» Task goal:
Every line below between the one holding "cc @zakarumych" and the one holding "it is not guaranteed.", inclusive, should be copied exactly, and no other line.

» Exercise materials:
————
Issue #836, opened 2020-07-24
Make VertexFormat::size() a const fn when rust 1.46 drops


bootra-dev:
Original issue: https://github.com/gfx-rs/wgpu/issues/801 

When I implemented https://github.com/gfx-rs/wgpu/pull/802 I did not consider that the vertex_attr_array macro could not longer be used in a const environment. Rust 1.46 will allow match in const functions, so this can be resolved then.

cwfitzgerald:
Related #780

cwfitzgerald:
Solved by #1048

PR #1048, opened 2020-11-26
Make VertexFormat::size a const fn

Imberflur:
**Connections**
Addresses #836 

**Description**
The `vertex_attr_array!` macro uses this function. This change enables the macro to be used in `const` contexts and for instance allows returning a `VertexBufferDescriptor` constructed in function without having the difficulties of ensuring the array from `vertex_attr_array!` lives long enough.

**Testing**
I don't believe testing is needed for this.


kvark (approved):
thank you!
bors r+

Issue #1027, opened 2020-11-15
Switch to gfx-rs master


kvark:
**Is your feature request related to a problem? Please describe.**
Patching gfx-rs issues for wgpu involves too many steps today:
  1. making a change
  2. making PR to gfx-rs `master`
  3. making PR to gfx-rs `hal-0.6` branch
  4. merging PRs
  5. publishing the crate updates
  6. updating dependencies

**Describe the solution you'd like**
Switch to master, so that patching gfx-rs is just: 1-2-4-6, without the need to duplicate/rebase the PR and publish it.

**Describe alternatives you've considered**
Keep doing what we are doing.

**Additional context**
We have to go through gfx-rs on crates because we are using `gfx-descriptor` (and used to depend on `gfx-memory`) as intermediate crates. Replacing `gfx-descriptor` by something that's not linked directly to gfx-rs would unblock this issue.

PR #1056, opened 2020-11-30
Replace gfx-descriptor by gpu-descriptor

kvark:
**Connections**
Unblocks #1027
cc @zakarumych 

**Description**
Removes the last link we had between us and gfx-rs.

**Testing**
Tested on wgpu-rs

### DIFF
--- a/wgpu-core/src/device/descriptor.rs
+++ b/wgpu-core/src/device/descriptor.rs
@@ -1,0 +1,168 @@
+/* This Source Code Form is subject to the terms of the Mozilla Public
+ * License, v. 2.0. If a copy of the MPL was not distributed with this
+ * file, You can obtain one at http://mozilla.org/MPL/2.0/. */
+
+use super::DeviceError;
+use arrayvec::ArrayVec;
+
+pub use gpu_descriptor::DescriptorTotalCount;
+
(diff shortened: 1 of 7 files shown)


wgpu-core/src/device/descriptor.rs
```diff
@@ -0,0 +1,168 @@
...
+            },
+            count: descriptor_count.storage_buffer_dynamic as _,
+        });
+        ranges.retain(|rd| rd.count != 0);
+
+        match hal::device::Device::create_descriptor_pool(
+            self.0,
+            max_sets as usize,
+            ranges,
+            hal::pso::DescriptorPoolCreateFlags::from_bits_truncate(flags.bits() as u32),
```
zakarumych, line 124: Even if bits probably will be the same as both gfx and gpu-descriptor tend to use same bits as Vulkan,
it is not guaranteed.

kvark: Can we guarantee that? I mean, at least specify in documentation of gpu-alloc and gpu-descriptor that the bits match Vulkan.

zakarumych: Done

cwfitzgerald (approved):
Nothing looks out of place! Very excited to get this going!

kvark:
bors r=cwfitzgerald

PR #1068, opened 2020-12-02
Fix Display for pass errors

kvark:
**Connections**
Currently printing an error only outputs the scope.

**Description**
This PR makes it print the whole error.

**Testing**
Untested

### DIFF
--- a/wgpu-core/src/command/bundle.rs
+++ b/wgpu-core/src/command/bundle.rs
@@ -500,7 +500,6 @@ impl RenderBundle {
         use hal::command::CommandBuffer as _;
 
         let mut offsets = self.base.dynamic_offsets.as_slice();
-        let mut index_type = hal::IndexType::U16;
         let mut pipeline_layout_id = None::<id::Valid<id::PipelineLayoutId>>;
 
         for command in self.base.commands.iter() {
@@ -531,7 +530,7 @@ impl RenderBundle {
                     offset,
                     size,
                 } => {
-                    index_type = conv::map_index_format(index_format);
+                    let index_type = conv::map_index_format(index_format);
 
                     let &(ref buffer, _) = buffer_guard
                         .get(buffer_id)
--- a/wgpu-core/src/command/bundle.rs
+++ b/wgpu-core/src/command/bundle.rs
@@ -1007,7 +1007,7 @@ where
 
 /// Error encountered when finishing recording a render bundle.
 #[derive(Clone, Debug, Error)]
-#[error("{scope}")]
+#[error("Render bundle error {scope}: {inner}")]
 pub struct RenderBundleError {
     pub scope: PassErrorScope,
     #[source]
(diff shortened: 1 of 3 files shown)


kvark:
@scoopr I was doing `format!("{}", err)`. Am I missing anything? Could you review this PR?

scoopr:
I think @Kimundi did that originally, did I mess it up while doing the other changes? 

Shouldn’t the `inner` be a source error, hence shouldn’t need to be repeated in the outer error message?

kvark:
Sorry, I might have confused the authorship.
> Shouldn’t the inner be a source error, hence shouldn’t need to be repeated in the outer error message?

Well, that sounds logical, but how do I get the *full* error then?

scoopr:
> Well, that sounds logical, but how do I get the _full_ error then?

That’s what `format_error` in wgpu-rs does, are you looking at this from another consumers perspective?

kvark:
Yeah

kvark:
I guess another option here is to have `format_error` at `wgpu` level, so that non-wgpu-rs clients can take advantage of it

scoopr:
> I guess another option here is to have `format_error` at `wgpu` level, so that non-wgpu-rs clients can take advantage of it

Well yes, you kind of pushed the error reporting to be moved to wgpu-rs level, this includes the id to label resolution, formatting and also some of the top level errors are injected there.

I don't think there is anything in the way of moving all (or some) of that back to wgpu.

Maybe `format_error` implementation could be moved just by making it accept the `Global`, or implement it directly on `Global`, so it can do the label resolution. But it is also doing the label resolution for the `ContextError` that is defined in `wgpu-rs`, so either that needs to be moved too or some method of "injecting" more supported types.

kvark:
> Well yes, you kind of pushed the error reporting to be moved to wgpu-rs level, this includes the id to label resolution, formatting and also some of the top level errors are injected there.

Yes, I remember. I did a similar thing to errors in general at first, wanting `wgpu-core` to just return `Result` and the clients to deal with the "error IDs". Then I had to rewrite `wgpu-core` to handle that more transparently for all the clients.

So for `format_error`, we need something like this for Servo and Gecko, so we might as well move it in wgpu-core now. Sorry about making the wrong call previously!

kvark:
Is there any harm/downside to landing this? Would it make wgpu-rs errors wrong? cc @Kimundi

Kimundi:
It would change the wgpu-rs error output from something like
```
Caused by:
    In a RenderPass
    In a set_bind_group command
      note: bind group = `<BindGroup-(0, 1, Vulkan)>`    
    bind group index 9 is greater than the device's requested `max_bind_group` limit 4
```

To something like this:

```
Caused by:
    In a RenderPass
    Render pass error In a set_bind_group command: bind group index 9 is greater than the device's requested `max_bind_group` limit 4
      note: bind group = `<BindGroup-(0, 1, Vulkan)>`    
    bind group index 9 is greater than the device's requested `max_bind_group` limit 4
```

...which does not look quite right :D

kvark:
Ok, it sounds like we need to get back to the board and try to integrate the pretty errors into wgpu itself.
Is this something @Kimundi feels generous to help with?

PR #2409, opened 2022-01-19
hal/dx12: improve RowPitch computation

kvark:
**Connections**
Fixes https://github.com/kvark/vange-rs/issues/183

**Description**
For 1D copies, we set RowPitch==0, and DX12 doesn't like this.
PR includes a few nice refactoring bits.

**Testing**
vange-rs


kvark:
published in wgpu-hal-0.12.3

PR #2422, opened 2022-01-25
feature: emscripten

caiiiycuk:
This is reimplementation of #2233 

--

Added new feature "emscripten", this feature can be used in combination with --target wasm32-unknown-emscripten to build wgpu for emscripten. 

**raw-gles.rs** example now works also with emscripten, to run it:
1. install emsdk
2. build this example with cargo:
```
EMMAKEN_CFLAGS="-g -s ERROR_ON_UNDEFINED_SYMBOLS=0 --no-entry -s FULL_ES3=1" cargo build --example raw-gles --target wasm32-unknown-emscripten --features gles,emscripten,webgl
```
3. copy raw-gles.em.html into target/wasm32-unknown-emscripten/debug/examples/ and open it in browser

This PR also adds a workflow to check emscripten build. I think that raw-gles example is only needed example for emscripten integration it also can be a test, but it hard to do it automatically because need to install emcc. I think not worth to doing it.

Typical usage of wgpu and emscripten will be through external gles integration like in raw-gles.rs. Because  windows management (like winit) crate not exists for emscripten, so it will be used with some native library like SDL/2+wgpu. SDL will initialize context and controls window/events and wgpu will be used as renderer library. 

--

There is 2 identical comments in 2233 that I can't solve:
————
» Written answer:
cc @zakarumych 

**Description**
Removes the last link we had between us and gfx-rs.

**Testing**
Tested on wgpu-rs

### DIFF
--- a/wgpu-core/src/device/descriptor.rs
+++ b/wgpu-core/src/device/descriptor.rs
@@ -1,0 +1,168 @@
+/* This Source Code Form is subject to the terms of the Mozilla Public
+ * License, v. 2.0. If a copy of the MPL was not distributed with this
+ * file, You can obtain one at http://mozilla.org/MPL/2.0/. */
+
+use super::DeviceError;
+use arrayvec::ArrayVec;
+
+pub use gpu_descriptor::DescriptorTotalCount;
+
(diff shortened: 1 of 7 files shown)


wgpu-core/src/device/descriptor.rs
```diff
@@ -0,0 +1,168 @@
...
+            },
+            count: descriptor_count.storage_buffer_dynamic as _,
+        });
+        ranges.retain(|rd| rd.count != 0);
+
+        match hal::device::Device::create_descriptor_pool(
+            self.0,
+            max_sets as usize,
+            ranges,
+            hal::pso::DescriptorPoolCreateFlags::from_bits_truncate(flags.bits() as u32),
```
zakarumych, line 124: Even if bits probably will be the same as both gfx and gpu-descriptor tend to use same bits as Vulkan,
it is not guaranteed.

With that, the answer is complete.